Source: Medicines & Healthcare Products Regulatory Agency (GB) Revision Year: 2019 Publisher: Accord-UK Ltd (Trading style: Accord), Whiddon Valley, Barnstaple, Devon, EX32 8NS
Pharmacotherapeutic group: Selective calcium channel blockers with direct cardiac effects, phenylalkylamine derivatives
ATC code: C08DA01
Verapamil hydrochloride is a calcium channel blocker and is classified as a class IV anti-arrhythmic agent.

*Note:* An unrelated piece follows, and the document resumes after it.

PR #403, opened 2021-09-06
 [OpenShift] Add param to enable/disable servicemonitor 

sm43:
This adds a param in TektonConfig & TektonPipeline  to disable service monitor
which is a part of TektonPipelines for OpenShift.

Verapamil inhibits the entry of calcium into smooth muscle cells of the systemic and coronary arteries and in the cells of cardiac muscle and the intracardiac conduction system.
Verapamil lowers peripheral vascular resistance with little or no reflex tachycardia. Its efficacy in reducing both raised systolic and diastolic blood pressure is thought to be primarily due to this mode of action.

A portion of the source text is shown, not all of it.